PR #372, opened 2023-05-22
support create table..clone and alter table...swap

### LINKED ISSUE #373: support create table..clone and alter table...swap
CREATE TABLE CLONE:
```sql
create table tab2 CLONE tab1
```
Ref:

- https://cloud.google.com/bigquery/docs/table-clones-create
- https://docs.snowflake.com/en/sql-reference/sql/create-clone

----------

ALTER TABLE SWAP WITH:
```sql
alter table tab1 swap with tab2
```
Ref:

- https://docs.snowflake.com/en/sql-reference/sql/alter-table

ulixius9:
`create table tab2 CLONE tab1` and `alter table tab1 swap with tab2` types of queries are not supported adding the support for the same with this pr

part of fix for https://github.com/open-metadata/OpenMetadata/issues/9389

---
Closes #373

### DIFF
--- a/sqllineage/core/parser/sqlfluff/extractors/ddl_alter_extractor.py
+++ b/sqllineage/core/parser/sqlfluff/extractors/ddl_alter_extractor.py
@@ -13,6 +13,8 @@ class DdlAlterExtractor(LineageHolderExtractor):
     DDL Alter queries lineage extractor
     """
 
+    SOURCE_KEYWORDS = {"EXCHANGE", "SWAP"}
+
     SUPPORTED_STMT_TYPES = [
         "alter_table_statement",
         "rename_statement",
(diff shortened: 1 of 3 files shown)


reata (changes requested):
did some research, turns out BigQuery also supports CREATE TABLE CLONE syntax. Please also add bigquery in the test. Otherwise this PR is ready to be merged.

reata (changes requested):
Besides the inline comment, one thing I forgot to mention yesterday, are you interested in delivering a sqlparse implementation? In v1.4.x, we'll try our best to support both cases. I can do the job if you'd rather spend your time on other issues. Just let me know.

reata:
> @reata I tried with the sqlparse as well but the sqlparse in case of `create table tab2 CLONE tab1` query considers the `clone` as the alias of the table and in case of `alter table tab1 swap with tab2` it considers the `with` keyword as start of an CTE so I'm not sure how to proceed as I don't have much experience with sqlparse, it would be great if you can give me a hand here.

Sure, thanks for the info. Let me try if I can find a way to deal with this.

☆ ☆ ☆ ☆ ☆ ☆ ☆

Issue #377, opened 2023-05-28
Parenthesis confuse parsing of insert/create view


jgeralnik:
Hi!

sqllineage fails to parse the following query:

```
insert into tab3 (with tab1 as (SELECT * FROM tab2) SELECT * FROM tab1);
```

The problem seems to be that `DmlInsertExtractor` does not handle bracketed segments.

☆ ☆ ☆ ☆ ☆ ☆ ☆

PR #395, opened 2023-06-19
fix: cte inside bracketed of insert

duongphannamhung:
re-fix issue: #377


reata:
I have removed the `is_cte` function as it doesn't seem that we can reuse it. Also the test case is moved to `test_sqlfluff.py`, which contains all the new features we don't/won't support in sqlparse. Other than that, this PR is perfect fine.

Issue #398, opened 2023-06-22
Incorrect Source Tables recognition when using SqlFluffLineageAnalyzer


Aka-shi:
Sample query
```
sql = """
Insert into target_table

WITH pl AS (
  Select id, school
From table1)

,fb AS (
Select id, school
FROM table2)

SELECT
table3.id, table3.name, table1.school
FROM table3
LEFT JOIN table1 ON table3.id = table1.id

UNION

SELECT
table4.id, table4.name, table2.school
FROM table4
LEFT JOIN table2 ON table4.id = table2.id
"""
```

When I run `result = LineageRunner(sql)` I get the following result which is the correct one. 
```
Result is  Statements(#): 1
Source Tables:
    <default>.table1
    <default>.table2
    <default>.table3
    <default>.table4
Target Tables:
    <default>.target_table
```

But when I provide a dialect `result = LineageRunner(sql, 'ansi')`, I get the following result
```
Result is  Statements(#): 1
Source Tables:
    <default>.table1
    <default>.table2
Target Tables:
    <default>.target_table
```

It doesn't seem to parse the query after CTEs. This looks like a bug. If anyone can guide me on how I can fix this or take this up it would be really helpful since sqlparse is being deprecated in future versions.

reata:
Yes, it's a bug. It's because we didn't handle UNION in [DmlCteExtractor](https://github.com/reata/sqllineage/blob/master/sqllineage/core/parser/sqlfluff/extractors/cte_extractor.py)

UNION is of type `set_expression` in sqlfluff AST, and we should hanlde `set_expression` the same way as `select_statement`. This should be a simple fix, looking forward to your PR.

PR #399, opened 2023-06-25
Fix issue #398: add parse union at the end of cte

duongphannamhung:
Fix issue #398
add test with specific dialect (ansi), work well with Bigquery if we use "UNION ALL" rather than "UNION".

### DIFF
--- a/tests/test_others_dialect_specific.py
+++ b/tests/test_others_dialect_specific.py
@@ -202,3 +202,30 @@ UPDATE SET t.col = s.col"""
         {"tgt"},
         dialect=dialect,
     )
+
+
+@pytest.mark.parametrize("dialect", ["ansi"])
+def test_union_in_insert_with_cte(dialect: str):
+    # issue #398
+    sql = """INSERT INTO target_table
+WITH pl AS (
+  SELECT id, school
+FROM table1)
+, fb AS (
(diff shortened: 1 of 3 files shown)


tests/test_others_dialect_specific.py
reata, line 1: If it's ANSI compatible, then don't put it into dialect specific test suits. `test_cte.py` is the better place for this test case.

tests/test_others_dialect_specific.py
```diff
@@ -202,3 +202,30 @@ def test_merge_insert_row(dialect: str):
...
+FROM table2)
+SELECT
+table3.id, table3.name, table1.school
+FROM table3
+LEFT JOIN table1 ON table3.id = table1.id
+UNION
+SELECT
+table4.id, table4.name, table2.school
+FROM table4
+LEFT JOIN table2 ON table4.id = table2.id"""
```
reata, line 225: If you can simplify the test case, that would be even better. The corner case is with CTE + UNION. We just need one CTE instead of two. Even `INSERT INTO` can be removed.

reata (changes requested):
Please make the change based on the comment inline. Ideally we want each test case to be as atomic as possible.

☆ ☆ ☆ ☆ ☆ ☆ ☆

Check the entries above for the word "core" and copy every line where it turns up.

## Output of the exercise
--- a/sqllineage/core/parser/sqlfluff/extractors/ddl_alter_extractor.py
+++ b/sqllineage/core/parser/sqlfluff/extractors/ddl_alter_extractor.py
Yes, it's a bug. It's because we didn't handle UNION in [DmlCteExtractor](https://github.com/reata/sqllineage/blob/master/sqllineage/core/parser/sqlfluff/extractors/cte_extractor.py)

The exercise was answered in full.